Be able to pickup all the rest of the crew (other groundie and climber) neither of which have a drivers license, one for being a deadbeat dad, the other for unpaid parking tickets, and by extension, do all the driving;

Be able to bill the customer for work completed in legible writing and total bill correctly with correct taxes applied;

Liaise with customer in a professional and dilplomatic manner ands also put up with flak from their weird neighbours , both granola munching liberals and plain old a**holes, while climber has escaped up the tree;

Act as crew chief as directed by business owner-someone has to be in charge, and my experience with some climbers is that they want nothing to do with anything administative; 

Conduct daily inspections of all equipment including vehicles, dump chips on own as required;

Learn how to apply deep root fertilization, inserts, and vertical mulching and head off to do same on own without supervision from Day One;

Be able to prune shrubs and do small removals from Day one.

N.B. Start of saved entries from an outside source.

PR #1064, opened 2026-04-29
auto-configure PATH in shell profile after install

rrajan94:
Fixes #1063

#### Describe the changes you have made in this PR -

After running the one-liner install, `opensre` gave `command not found` because `~/.local/bin` wasn't in `$PATH`. Users had to manually add the export line.

This PR adds a `configure_path()` function to `install.sh` that automatically writes the PATH export to the user's shell profile:

- zsh → `~/.zshrc`
- bash on Linux → `~/.bashrc`
- bash on macOS → `~/.bash_profile`
- fish → `~/.config/fish/config.fish` using `fish_add_path`
- unknown shell → prints manual instructions, no file touched
- Windows → unchanged

Re-running the installer never duplicates the line (idempotent via marker comment). The user is told to `source <profile>` or open a new terminal after install.

### Demo/Screenshot for feature changes and bug fixes -

image

---

## Code Understanding and AI Usage

**Did you use AI assistance (ChatGPT, Claude, Copilot, etc.) to write any part of this code?**

- [ ] No, I wrote all the code myself
- [x] Yes, I used AI assistance (continue below)

**If you used AI assistance:**

- [x] I have reviewed every single line of the AI-generated code
- [x] I can explain the purpose and logic of each function/component I added
- [x] I have tested edge cases and understand how the code handles them
- [x] I have modified the AI output to follow this project's coding standards and conventions

**Explain your implementation approach:**

The install script was printing a warning asking users to manually add the PATH export. The fix detects the shell via `$SHELL`, picks the right rc file per shell and OS, then appends an export line guarded by a marker comment so the operation is idempotent. Fish uses `fish_add_path` instead of `export`. Two checks prevent duplicate writes: one for the marker comment (installer-managed) and one for the install dir already appearing in the file (user-managed). The function is placed in the function-definition section of the script so it can be extracted and unit-tested in isolation — 11 tests cover all the above cases.

---

## Checklist before requesting a review

- [x] I have added proper PR title and linked to the issue
- [x] I have performed a self-review of my code
- [x] **I can explain the purpose of every function, class, and logic block I added**
- [x] I understand why my changes work and have tested them thoroughly
- [x] I have considered potential edge cases and how my code handles them
- [x] If it is a core feature, I have added thorough tests
- [x] My code follows the project's style guidelines and conventions

---

Note: Please check **Allow edits from maintainers** if you would like us to assist in the PR.

PR #1101, opened 2026-04-30
test(cli): skip install.sh tests on Windows runner (#1099)

### LINKED ISSUE #1099: [BUG] : CI failing for opensre tests
### Summary

Image

need to fix post https://github.com/Tracer-Cloud/opensre/pull/1090

mayankbharati-ops:
Closes #1099.

## Root cause

The post-merge `test (windows-latest)` job on `67dc64d1` (the merge of #1090) is failing with **two distinct symptoms** in the `install.sh` test suite added by #1064:

### 1. `tests/cli/test_install_sh_path.py` — 12 failures

The helper `_run` calls `subprocess.run(["bash", "-c", script])`. On the GitHub Actions `windows-latest` runner, `bash` resolves to `wsl.exe`, and that runner has no installed WSL distribution. Every `_run` exits with code 1 and the literal message:

> `Windows Subsystem for Linux has no installed distributions.`
> `You can resolve this by installing a distribution with the instructions below`

So none of the asserted rc files (`.zshrc`, `.bashrc`, `config.fish`) ever get written, and assertions like `assert zshrc.exists()` and `assert result.returncode == 0` fail.

### 2. `tests/cli/test_install_sh_resolution.py` — module collection error

```python
@pytest.mark.skipif(os.geteuid() == 0, reason="sudo fallback is only meaningful for non-root users")
```

`os.geteuid` does not exist on Windows. The decorator condition is evaluated at **decorator-application time** (i.e. module import), so `AttributeError: module 'os' has no attribute 'geteuid'` fires *before* pytest gets a chance to read any markers. The whole module fails to collect.

## Why skip rather than fix the test scaffolding

Both files exclusively test `install.sh`, which is a POSIX shell script driving zsh/bash/fish rc-file behaviour. There's no Windows analogue (the project ships a separate Windows installer / `pip install` path), so installing WSL or porting the test scaffolding to PowerShell would be busywork. Skipping the module on Windows matches what the codebase actually claims to support.

## Changes

```python
# test_install_sh_path.py
pytestmark = pytest.mark.skipif(
    sys.platform == "win32",
    reason="install.sh is POSIX-only; the Windows runner has no usable bash "
           "(resolves to unconfigured WSL), so this module's subprocess-driven "
           "tests cannot run there. See issue #1099.",
)
```

`test_install_sh_resolution.py` gets the same `pytestmark`, *plus* a defensive replacement of the bare `os.geteuid()` access:

```python
# Evaluated once at module load. hasattr short-circuits the `and` on
# Windows, so os.geteuid() is never called there — the module imports
# cleanly even before pytest reads ``pytestmark``.
_RUNNING_AS_ROOT = hasattr(os, "geteuid") and os.geteuid() == 0

@pytest.mark.skipif(_RUNNING_AS_ROOT, reason="sudo fallback is only meaningful for non-root users")
```

Without that defensive guard the module still wouldn't *import* on Windows, even with `pytestmark` defined — and `pytestmark` only kicks in once pytest has collected the module.

## Verification

| | macOS / Linux | Windows |
|---|---|---|
| Module imports | ✅ unchanged | ✅ no more AttributeError |
| Tests run | ✅ all 15 pass on local macOS | Skipped cleanly with reason text |
| Existing root-skip | ✅ still active on Unix when running as root | n/a (whole module skipped) |
| `ruff check` / `ruff format --check` | ✅ clean | ✅ clean |
| Full unit suite | **4164 / 2 skipped / 1 xfailed** | (will skip 13 from these modules + still fail count = 0) |

## Scope

| File | Change |
|---|---|
| `tests/cli/test_install_sh_path.py` | +13 / -0 (module-level pytestmark + comment block) |
| `tests/cli/test_install_sh_resolution.py` | +28 / -1 (pytestmark + defensive `_RUNNING_AS_ROOT` constant; existing decorator references the new constant) |

No production code touched. No test logic changed for the platforms where these tests *do* run.

cc @muddlebee — this is the post-#1090 Windows CI fix. Both files were added by #1064 and have been failing on Windows since that landed; this PR makes the Windows runner green again without changing any Unix-side behaviour.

Wear and purchase own required safety equipment without protest;

The list goes on-I got paid pick from Company Number One, and he was slowly going under, none of the equipment worked worth a d*mn, but at least I learned a lot, and got a lot of free firewood and use of equipment on own trees when requested eg chipper.


----------



## John Paul Sanborn (Jan 25, 2003)

Nath, that is being a low paid sucker <g>.


----------



## Jumper (Jan 25, 2003)

*oops and respnse to treeman82*

**** vice pick.

Treeman82, I would not feel comfortable setting the climbers line using throw bag, that is why he gets paid the big $$$$ LOL and I think where I line is set for a given ascent is a pretty personal thing.


----------



## Treeman14 (Jan 25, 2003)

I agree about setting the lines. A climber should(must) set his own line. And DON'T coil up my climbing line. I know you're just trying to be helpful, but keep your mitts offa my line.


----------



## ORclimber (Jan 25, 2003)

I'll settle for english speaking(because that's all I speak), good hearing, able to follow direction, and a strong back.


----------



## treeman82 (Jan 25, 2003)

Brett and Mitch, I was wondering about setting lines, because when I have been setting my lines in the tree, all I ask the groundie to do is pull on the slick line to get my climbing line (or pull rope) into the tree. I kind of feel that, that is degrading to the groundie. What I would propose is that the climber CLEARLY point out to the groundie where he or she wants the line set. The groundie then, with proper training would shoot the throw back up there, when the climber is back down, put a couple clove hitches on the climbers line and haul it up. I know that being a ground person isn't the most glorifiying work, but I just though that would give them something to be proud of, or look forward to. I guess that is just me though. However I do understand about safety and positioning being an issue.


----------



## treeclimber165 (Jan 25, 2003)

I'd prefer setting my own lifeline, thank you very much. I'm working with one groundman on one of the crews I climb for at setting lowering lines and bagging my throwline. It takes me 20 minutes to set a line and get all my gear together before I can ascend into a tree. If the groundman bags my throwline I can get up there 3 minutes faster. 3 minutes times 20 trees a week and that's an hour saved. 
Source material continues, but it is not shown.